Çok iyi bir teknik direktör olan Schuster Türkiye'ye teknik direktör olarak geldiğinde bu ülkenin olmazsa olmazı olan ilişki yönetimi konusunda yeterli olmadığından doğrudan sınıfta kaldı. Hatta bir antremanda görülmemiş bir şey oldu. Bir oyuncusu ona kafa atmaya bile kalktı. Tam bir iletişim faciasıydı. Daum ise bizden biri olmaya çalıştı ve ilişki yönetimi ile şampiyonluklarla taçlanan başarılar kazandı.

Tabi iki dünya arasında bu kadar benzerlik yanında az da olsa farklılıklar da mevcut

Aynı iş kolunda birbirinizden çok şey öğrenerek, farklı sinerji ve kazanımlar yaratmak, aynı toprakta farklı çiçekler yetiştirmek her ne kadar mümkün olsa da, iş hayatının oyuncuları nedense kazan-kazan oyunlarına pek rağbet etmez. Ağırlıklı oynanan kazan-kaybet oyunudur. Hatta zaman kaybet-kaybet de oynanır.

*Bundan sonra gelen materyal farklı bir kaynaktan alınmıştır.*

PR #5430, opened 2024-10-04
10261 Story: Practitioner Case List (Updates based on UX feedback)

Mwindo:
- Large case numbers can trigger a 502. This PR (theoretically) fixes that.
- The Docket No. column no longer wraps.
- The old top margin is preserved for the non-case-list tab contents; the new top margin is applied only for the case-list tab contents.

### DIFF
--- a/shared/src/business/useCases/getPractitionerCasesInteractor.ts
+++ b/shared/src/business/useCases/getPractitionerCasesInteractor.ts
@@ -7,6 +7,7 @@ import {
 import { ServerApplicationContext } from '@web-api/applicationContext';
 import { UnauthorizedError } from '@web-api/errors/errors';
 import { UnknownAuthUser } from '@shared/business/entities/authUser/AuthUser';
+import { formatCase } from '@shared/business/utilities/getFormattedCaseDetail';
 import { partition } from 'lodash';
 
 export const getPractitionerCasesInteractor = async (
@@ -31,11 +32,8 @@ export const getPractitionerCasesInteractor = async (
     .getPersistenceGateway()
     .getCasesByDocketNumbers({ applicationContext, docketNumbers });
 
-  cases.forEach(
-    aCase => (aCase.caseTitle = Case.getCaseTitle(aCase.caseCaption)),
-  );
-
   const caseDetails: PractitionerCaseDetail[] = cases.map(c => {
+    c = formatCase(applicationContext, c, authorizedUser);
     return {
       caseTitle: c.caseTitle,
       consolidatedIconTooltipText: c.consolidatedIconTooltipText,
@@ -44,9 +42,6 @@ export const getPractitionerCasesInteractor = async (
       inConsolidatedGroup: c.inConsolidatedGroup,
       isLeadCase: c.isLeadCase,
       isSealed: c.isSealed,
-      leadDocketNumber: c.leadDocketNumber,
-      sealedDate: c.sealedDate,
-      sealedToTooltip: c.sealedToToolTip,
       status: c.status,
     };
   });
--- a/shared/src/business/useCases/getPractitionerCasesInteractor.ts
+++ b/shared/src/business/useCases/getPractitionerCasesInteractor.ts
@@ -33,16 +33,28 @@ export const getPractitionerCasesInteractor = async (
     .getCasesByDocketNumbers({ applicationContext, docketNumbers });
 
   const caseDetails: PractitionerCaseDetail[] = cases.map(c => {
-    c = formatCase(applicationContext, c, authorizedUser);
+    const formattedCase = formatCase(applicationContext, c, authorizedUser);
+
+    const {
+      caseTitle,
+      consolidatedIconTooltipText,
+      docketNumber,
+      docketNumberWithSuffix,
+      inConsolidatedGroup,
+      isLeadCase,
+      isSealed,
+      status,
+    } = formattedCase;
+
     return {
-      caseTitle: c.caseTitle,
-      consolidatedIconTooltipText: c.consolidatedIconTooltipText,
-      docketNumber: c.docketNumber,
-      docketNumberWithSuffix: c.docketNumberWithSuffix,
-      inConsolidatedGroup: c.inConsolidatedGroup,
-      isLeadCase: c.isLeadCase,
-      isSealed: c.isSealed,
-      status: c.status,
+      caseTitle,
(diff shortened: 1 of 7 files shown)


shared/src/business/useCases/getPractitionerCasesInteractor.ts
```diff
@@ -30,12 +32,22 @@ export const getPractitionerCasesInteractor = async (
     .getPersistenceGateway()
     .getCasesByDocketNumbers({ applicationContext, docketNumbers });
 
-  cases.forEach(
-    aCase => (aCase.caseTitle = Case.getCaseTitle(aCase.caseCaption)),
```
Mwindo, line 34: `formatCase` below takes care of this. Rather than call it in one place (the PractitionerCaseList) and not in another (the PDF of the case list), I decided to keep it consistent and call `formatCase` by default.

shared/src/business/useCases/getPractitionerCasesInteractor.ts
```diff
@@ -30,12 +32,22 @@ export const getPractitionerCasesInteractor = async (
...
+      caseTitle: c.caseTitle,
+      consolidatedIconTooltipText: c.consolidatedIconTooltipText,
+      docketNumber: c.docketNumber,
+      docketNumberWithSuffix: c.docketNumberWithSuffix,
+      inConsolidatedGroup: c.inConsolidatedGroup,
+      isLeadCase: c.isLeadCase,
+      isSealed: c.isSealed,
+      status: c.status,
+    };
+  });
```
Mwindo, line 47: Before, we were returning a whole "case" object. (I put "case" in quotes because the available properties on a case differ depending on where it is at.) I have restricted this for two reasons:

1. This prevents a 502 error when there are a lot of cases. See [troubleshooting doc](https://github.com/ustaxcourt/ef-cms/blob/staging/docs/additional-resources/troubleshooting.md#502-errors).
2. This makes exactly what we have/need for a practitioner case explicit.

web-client/src/presenter/state.ts
```diff
@@ -911,21 +911,22 @@ export type PractitionerDetail = {
   practitionerType?: string;
   middleName?: string;
   contact?: Partial<UserContact>;
-  openCaseInfo?: PractitionerCaseInfo; // Only for internal users
-  closedCaseInfo?: PractitionerCaseInfo; // Only for internal users
+  openCaseInfo?: PractitionerAllCasesInfo; // Only for internal users
+  closedCaseInfo?: PractitionerAllCasesInfo; // Only for internal users
```
Mwindo, line 915: Renamed for clarity. Otherwise, `PractitionerCaseInfo` and `PractitionerCaseDetail` seem like the same thing.

web-client/src/styles/tabs.scss
```diff
@@ -244,3 +244,7 @@
     margin-bottom: 0 !important;
   }
 }
+
+.tab-content-with-top-margin {
+  margin-top: 2.5rem;
+}
```
Mwindo, line 250: We don't want the margin in the existing tabs, but do want a margin in the case list tabs. I added this class to accomplish this goal. If there is an existing class I can use, please let me know!

shared/src/business/useCases/getPractitionerCasesInteractor.ts
Mwindo: An alternative approach would be to paginate here on the backend, but that would introduce further complexities, especially if we wanted to avoid re-sorting to get the right records on every page change.

shared/src/business/useCases/getPractitionerCasesInteractor.ts
```diff
@@ -30,12 +32,34 @@ export const getPractitionerCasesInteractor = async (
...
+      caseTitle,
+      consolidatedIconTooltipText,
+      docketNumber,
+      docketNumberWithSuffix,
+      inConsolidatedGroup,
+      isLeadCase,
+      isSealed,
+      status,
+    };
+  });
```
Mwindo, line 59: Before, we were returning a whole "case" object. (I put "case" in quotes because the available properties on a case differ depending on where it is used, how it is formatted, etc.) I have restricted the case object here for two reasons:

1. I have strong reason to suspect the restriction will prevent a 502 error we are getting for a particular practitioner with a lot of cases. See [troubleshooting doc](https://github.com/ustaxcourt/ef-cms/blob/staging/docs/additional-resources/troubleshooting.md#502-errors).
2. The restriction makes exactly what we have/need for a practitioner case explicit.

An alternative approach would be to paginate here on the backend, but that would introduce further complexities, especially if we wanted to avoid re-sorting to get the right records on every page change. If it turns out that a particular practitioner will ever have _considerably_ more cases, I suppose we might have to go this route to avoid a 502.

En-8: Do you happen to have an estimate of how much more "considerably" more would be for this? And how performant is this now for the 4000-case petitioner? 

I like the limit on what's returned regardless of choice to paginate on the backend, but I'm curious how long we will have before pagination becomes a thing we have to worry about again, either due to 502 errors or loading times -- 1 month? 12 months? Several years? This will probably be a tough question to get a precise answer on but I am curious if we can come up with a super rough estimate.

Mwindo: Good questions!

The current 502-causing practitioner has ~4300 cases. Based on some local experiments (jsonifying the response and getting blob size), without the filtering we get a ~10.85 MB response size, well over the 6 MB lambda limit. With filtering, we get a ~.8 MB response size, well under. Even with these rough calculations, this seems to indicate enough wiggle room to handle any practical case list size.

Performance-wise, things seem ok. For one, most users have far, far fewer cases, so this is not a common occurrence. For two, other users with 1000+ cases were snappy enough. (That said, I still need to test in the test environment to see the impact of a non-linear slowdown--we do sort, for instance--for this particular user.)

En-8 (approved):

shared/src/business/useCases/getPractitionerCasesInteractor.ts
En-8: Whoa...10MB to 0.8MB is quite the change. Agreed, that sounds like we're in fine shape. Thank you!

Mwindo: Thanks for the good questions!

PR #5435, opened 2024-10-08
10363: AWS Batch

cruzjone-flexion:
Steps for deployment

1. Account Specific
2. ./scripts/dynamo/setup-aws-batch-zipper-minimum-count.sh


cypress-smoketests.config.ts
```diff
@@ -72,6 +77,12 @@ export default defineConfig({
         }) {
           return deleteAllItemsInEmailBucket({ bucketName, retries });
         },
+        doesFileExists(filePath) {
```
Mwindo: Totally minor: maybe `fileExists`? Otherwise `doesFileExist` is fine.

web-api/src/business/useCases/document/batchDownloadDocketEntriesInteractor.ts
```diff
@@ -136,6 +126,66 @@ const batchDownloadDocketEntriesHelper = async (
...
+      .getDispatchers()
+      .sendZipperBatchJob(
+        applicationContext,
+        UUID,
+        zipName,
+        clientConnectionId,
+        authorizedUser.userId,
+      );
+
+    const FAKE_NUMBER = 45;
```
Mwindo: Can we give this a more descriptive name, or else add a comment? From your presentation I know why we are waiting 45 seconds, but if I came at this fresh I would be flummoxed.

web-api/terraform/modules/batch/docker-image/package.json
```diff
@@ -0,0 +1,25 @@
+{
```
Mwindo, line 1: Can we update `dependency-updates.md`? Instead of `note: we have 2 package.json files, be sure to update both` etc., we should probably say, `note: we have 3 package.json files, be sure to update them all` and add this file to the subsequent list.

web-api/terraform/modules/batch/docker-image/src/docketEntryBatchDownloader.ts
```diff
@@ -0,0 +1,263 @@
...
+const WEBSOCKET_ENPOINT = `https://${WEBSOCKET_API_GATEWAY_ID}.execute-api.${AWS_REGION}.amazonaws.com/${STAGE}`;
+const notificationClient = new ApiGatewayManagementApiClient({
+  endpoint: WEBSOCKET_ENPOINT,
+  region: AWS_REGION,
+  requestHandler: new NodeHttpHandler({
+    requestTimeout: 900000,
+  }),
+});
+
+//TYPE THIS INSTEAD OF ANY
```
Mwindo: Is this for future work, or forgotten work for this PR?

cypress/deployed-and-local/integration/aws-batch-docket-entries-download/aws-batch-docket-entries-download.cy.ts
```diff
@@ -0,0 +1,105 @@
...
+          'be.visible',
+        );
+        cy.get('[data-testid="modal-button-confirm"]').click();
+
+        cy.get('[data-testid="progress-bar-description"]').should(
+          'contain.text',
+          'Preparing Files',
+        );
+
+        cy.wait(40 * 1000);
```
Mwindo, line 64: pmu08kmgulu01

Mwindo (commented):
Thanks @cruzjone-flexion! (Et al.!) I have some initial comments and will finish off tomorrow morning. 

One question RE: the loading bar (based on the demo): can we add logic to stop the dummy loading bar as soon as the batch job has actually begun processing to avoid the dueling progress bars?

web-api/terraform/modules/batch/docker-image/package.json
```diff
@@ -0,0 +1,25 @@
...
+  },
+  "dependencies": {
+    "@aws-sdk/client-apigatewaymanagementapi": "3.650.0",
+    "@aws-sdk/client-s3": "3.670.0",
+    "@aws-sdk/client-sqs": "3.670.0",
+    "@aws-sdk/lib-storage": "3.662.0",
+    "@aws-sdk/node-http-handler": "3.374.0",
+    "@aws-sdk/s3-request-presigner": "3.657.0",
+    "fflate": "^0.8.2",
+    "stream": "^0.0.3"
```
Mwindo: Not sure we want the carets

web-api/terraform/modules/batch/docker-image/src/docketEntryBatchDownloader.ts
```diff
@@ -0,0 +1,263 @@
...
+    while (continueReading) {
+      const unzippedChunk = await reader.read();
+      const nextChunk = unzippedChunk.value || new Uint8Array();
+      continueReading = !unzippedChunk.done;
+      compressedPdfStream.push(nextChunk, unzippedChunk.done);
+      while (passThrough.readableLength > 1024 * 1024 * 10) {
+        // Wait for the buffer to be drained, before downloading more files
+        await new Promise(resolve => setTimeout(resolve, 10));
+      }
+    }
```
Mwindo, line 191: Is it possible to use [pipeline](https://nodejs.org/api/stream.html#streampipelinesource-transforms-destination-options) here? E.g., something like `await pipeline(bodyStream, compressedPdfStream, passThrough);`

web-api/terraform/modules/batch/docker-image/src/docketEntryBatchDownloader.ts
```diff
@@ -0,0 +1,263 @@
...
+    wsClient,
+  });
+
+  console.log('Fetching Signed URL');
+  const command = new GetObjectCommand({
+    Bucket: ZIP_TEMP_S3_BUCKET,
+    Key: UNIQUE_ZIP_NAME,
+  });
+
+  const url = await getSignedUrl(zipStorageClient, command, { expiresIn: 120 });
```
Mwindo: Am I misreading, or does this expire after two minutes? If so, this seems too short. (The user might leave their laptop and come back after a few minutes, but the link won't work.)

Mwindo (approved):
I have approved conditional upon a few points being addressed:
- Fixing the dueling progress bars (I know I'm not UX, but I'd almost prefer a spinner that just says, "Preparing files. This process could take a couple of minutes." I tested the flow and was stuck at 97% for ~20 seconds.)
- Some indication in the code of why we are waiting 45 seconds
- Updating `dependency-updates.md`
- Increasing the s3 link expiration time (or else addressing why it is so low)

Something I would like to see soon as a follow-up: not using the number of files as a proxy and relying on file sizes instead

### General thoughts:

There was a lot of great work done on this PR! Setting up new infrastructure is often tricky, and you all did an excellent job. Thank you!

I am happy to approve and support this work going forward given the feedback from the team. That said, I will at least outline my reservations for transparency/documentation purposes because I feel like I don't have enough information to fully evaluate the merits of this solution:

- How many docket records have more than 50 entries? How many of those have more than whatever our GB cutoff is?
- Are there records < 50 entries but > our GB cutoff, in which case we might not have fully fixed the bug?
- What should our GB cutoff be, anyway?
- Are we making the experience worse for certain users (an extra 45-second wait time in cases that aren't needed), and how much does the bugfix outweigh that disadvantage?
- Does 30+ minute download expecting uninterrupted connection address the problem we are trying to solve effectively?
- Is a technically robust solution even necessary? Could we limit file download sizes, or cache big cases (e.g., you can select up to X MB of "random-access" docket entries, or else you can download the full file)?
- How useful will this batch processing infrastructure be for future work in the app?

These aren't all necessarily super difficult questions, but they aren't answered in my mind, and I don't see any trail of documentation outlining the decisions made.

web-api/terraform/modules/batch/docker-image/src/docketEntryBatchDownloader.ts
cruzjone-flexion: The link is generated and immediately sent to front end via web socket message and it starts downloading (all automated).

web-api/src/business/useCases/document/batchDownloadDocketEntriesInteractor.ts
```diff
@@ -175,3 +219,24 @@ const batchDownloadDocketEntriesHelper = async (
     userId: authorizedUser.userId,
   });
 };
+
+async function displayFakeProgressBarUntilBatchBootsUp(
```
Mwindo, line 223: 👍

web-api/terraform/modules/batch/docker-image/src/docketEntryBatchDownloader.ts
Mwindo: What if the pop-up is blocked? In my case, I had to manually reclick the link via the popup icon:

Screenshot 2024-10-29 at 11 00 01 AM

.circleci/config.yml
```diff
@@ -198,6 +198,30 @@ jobs:
           name: 'Deploy - Pending Color Switch'
           command: npm run pending-color-switch
 
+  docker-image-zipper:
+    docker:
+      - image: cimg/node:20.14
```
jimlerza, line 203: Why not use the same image that all of our other steps use? Doing so would eliminate the need to manually install the AWS CLI every time this job runs, and not require circle to also pull down this generic node image.

If there's a technical reason why we need to do this from this generic node image, we need to add something to the dependency updates documentation that instructs folks to keep this image up to date.

cypress/helpers/cypressTasks/dynamo/dynamo-helpers.ts
```diff
@@ -94,6 +94,23 @@ export const getFeatureFlagValue = async ({
   return !!result?.Item?.current;
 };
 
+export const getRawFeatureFlagValue = async ({
+  flag,
+}: {
+  flag: string;
+}): Promise<boolean> => {
```
jimlerza: I think we need to either
```suggestion
}): Promise<boolean | undefined> => {
```

cypress/helpers/cypressTasks/dynamo/dynamo-helpers.ts
```diff
@@ -94,6 +94,23 @@ export const getFeatureFlagValue = async ({
...
+  const dynamoClient = await getDocumentClient();
+  const result = await dynamoClient.get({
+    Key: {
+      pk: flag,
+      sk: flag,
+    },
+    TableName: getCypressEnv().dynamoDbDeployTableName,
+  });
+
+  return result?.Item?.current;
```
jimlerza, line 111: or
```suggestion
  return result?.Item?.current ?? false;
```

scripts/dynamo/setup-aws-batch-zipper-minimum-count.sh
```diff
@@ -0,0 +1,31 @@
...
+        "N": "50"
+    }
+}
+END
+)
+
+aws dynamodb put-item \
+    --region us-east-1 \
+    --table-name "efcms-deploy-${ENV}" \
+    --item "${ITEM}"
```
jimlerza:
```suggestion
    --item "${ITEM}"

```

scripts/setup-all-env-configuration.sh
```diff
@@ -16,4 +16,5 @@
 ./scripts/dynamo/setup-section-outbox-retrieval-days.sh
 ./scripts/dynamo/setup-add-docket-numbers-to-orders-flag.sh
 ./scripts/dynamo/setup-updated-trial-session-types-flag.sh
-./scripts/dynamo/setup-consolidated-cases-group-access-petitioner-flag.sh
\ No newline at end of file
+./scripts/dynamo/setup-consolidated-cases-group-access-petitioner-flag.sh
+./scripts/dynamo/setup-aws-batch-zipper-minimum-count.sh
```
jimlerza:
```suggestion
./scripts/dynamo/setup-aws-batch-zipper-minimum-count.sh

```

web-api/terraform/modules/batch/batch.tf
```diff
@@ -0,0 +1,183 @@
...
+    resourceRequirements = [
+      {
+        type  = "VCPU"
+        value = "4"
+      },
+      {
+        type  = "MEMORY"
+        value = "8192"
+      }
+    ]
```
jimlerza, line 167: We put these sorts of values for the opensearch clusters in secrets manager, though I'm not exactly sure that it makes any difference, since either way we still have to do a deployment to apply the change.

web-api/terraform/modules/batch/batch.tf
```diff
@@ -0,0 +1,183 @@
...
+			assignPublicIp  = "ENABLED"
+		}
+  })
+
+  platform_capabilities = ["FARGATE"]
+
+  retry_strategy {
+    attempts = 1
+  }
+}
```
jimlerza, line 183:
```suggestion
}

```

web-api/terraform/modules/batch/docker-image/Dockerfile
```diff
@@ -0,0 +1,22 @@
...
+
+ENV AWS_REGION=${AWS_REGION}
+ENV WEBSOCKET_API_GATEWAY_ID=${WEBSOCKET_API_GATEWAY_ID}
+
+WORKDIR /usr/src/app
+
+COPY package*.json ./
+RUN npm install
+
+COPY . .
```
jimlerza: This seems curious to me. Can it be simplified?

```suggestion
COPY . .
RUN npm install
```

web-api/terraform/modules/batch/docker-image/check-env-variables.sh
jimlerza, line 1: I don't like when we have multiple copies of the same file in the repo, so I was going to suggest that you just copy the real version of this file in the `Dockerfile` like so:

```
COPY .../.../.../.../../check-env-variables.sh .
```

But I see why we can't do that - the path to the `suppress-output.sh` file is different, so this file is different.

With that in mind, if we're gonna have another copy of this file, can we at least strip out all of the stuff that `suppress-output` is doing so we don't have to _also_ have a second copy of that file too? We aren't calling this version of this file with the `--quiet` flag.

web-api/terraform/modules/batch/docker-image/src/docketEntryBatchDownloader.ts
jimlerza: I would support a longer expiration as well.

web-api/terraform/modules/batch/variables.tf
```diff
@@ -0,0 +1,15 @@
...
+  type = string
+}
+
+variable "current_color" {
+  type = string
+}
+
+variable "region" {
+  type = string
+}
```
jimlerza:
```suggestion
}

```

web-api/terraform/modules/ci-cd/ci-cd-permissions.tf
```diff
@@ -365,11 +378,15 @@ resource "aws_iam_policy" "ci_cd_iam_policy" {
...
+        "arn:aws:iam::${data.aws_caller_identity.current.account_id}:role/lambda_role_*",
+        "arn:aws:iam::${data.aws_caller_identity.current.account_id}:instance-profile/batch_instance_profile_*"
       ]
     }
   ]
 }
 
 EOF
-}
+}
```
jimlerza:
```suggestion
}

```

jimlerza (approved):

PR #5438, opened 2024-10-08
10487 story intermediate branch to test 1728427842

zachrog:


Mwindo (approved):
LGTM! 

That said, one thing I just thought of: it might be worthwhile to add a comment on the test date strings indicating why they were selected the way they were (rather than just being random, pretty good dates to test against).

PR #5448, opened 2024-10-11
10519 Bug: 30 Day NOTT Location Display Issue

Mwindo:
Ticket: https://github.com/flexion/ef-cms/issues/10519

TL;DR: Our 30-Day NOTT PDF generation assumed that the trial location city/state and actual court city/state were always the same and defaulted to the former. This assumption is not correct (see below for why). This PR fixes the issue by using the court city/state.

---

Although a trial session is associated with a particular location (city and state), in some cases the specific courthouse chosen for the trial might actually be in a different city and/or state: some city/state pairs do not have a dedicated courthouse, so scheduling there might require using a nearby courthouse, perhaps one in a neighboring suburb or across a river dividing two states.

Example: a trial session scheduled for Kansas City, MO might actually need to use a courthouse across the river in Kansas City, KS. The trial is still officially associated with Kansas City, MO -- this is the federal location designated for the trial -- but the trial is held in Kansas City, KS, which is the address the court-goers need on their notices.

---

Notes:

- A side effect of this change: the state will now be abbreviated rather than written out. This keeps us consistent with the original Notice of Trial.


web-api/src/business/useCases/trialSessions/serveThirtyDayNoticeInteractor.ts
```diff
@@ -138,6 +138,17 @@ export const serveThirtyDayNoticeInteractor = async (
           caseCaption: caseEntity.caseCaption,
         });
 
+        const formatCityState = ({
```
Mwindo, line 141: Maybe overkill and a templated string is enough, but I did it this way because `trialSession.city` and `trialSession.state` are optional, which could theoretically lead to something silly like `, KS`.

En-8 (approved):

PR #5453, opened 2024-10-14
Devex custom case no appcontext

zachrog:
# What's In this PR
- A full vertical slice(frontend and backend) of customCaseReport with no appContext
- New jest mocking standards
- New singleton of serverAppContext to allow for iterative transition to no appContext


Mwindo (approved):
Overall, this LGTM. I don't see anything here that causes me to worry about not having an applicationContext. That said, I'd definitely want people who support applicationContext to review.

The main pro, as I see it, lies in reducing unnecessary levels of indirection, which makes reasoning about types and implementation details harder (this is a big one), contributes to a massive context object, and leads to extra code. It isn't entirely clear to me what problem abstraction is solving in our case. I think we would benefit from simplicity, adding abstraction as needed. This PR nudges us in that direction and is a template for future work.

Futbol ise diğer sporlardan farklı olarak maçları berabere bitebilen tek spor dalıdır.

Diğer sporların hepsinde bir taraf diğerini yenmek zorundadır.

Futbolda ise berabere kalmak bahisçilerin koyduğu bir seçenek midir bilinmez ama, aslında  iş hayatında da, futbolda da temel amaç; iyi veya kötü oynamak değil de kazanmaktır.

Almanların makine gibi çalışan, disiplin ve sabırla maçın tamamına yayılan oyun anlayışları, tabelaya oynayan mekanik organizasyonları karşısında, göze hoş gelen çalımları, estetik paslaşmaları, yaratıcı oyuncuları, coşturan dansları ile yaptığı işten keyif alan ve izleyene keyif veren Brezilya'nın organik organizasyonlarını son dünya kupasında hezimete uğratması da bu konuda iyi bir örnektir.

Uruguaylı ünlü gazeteci ve yazar Eduardo Galiano'nun dediği gibi; “Hayatta ve futbolda hep olduğu gibi, en iyi oynayan kaybediyor ve kaybetmemeye oynayan kazanıyor” 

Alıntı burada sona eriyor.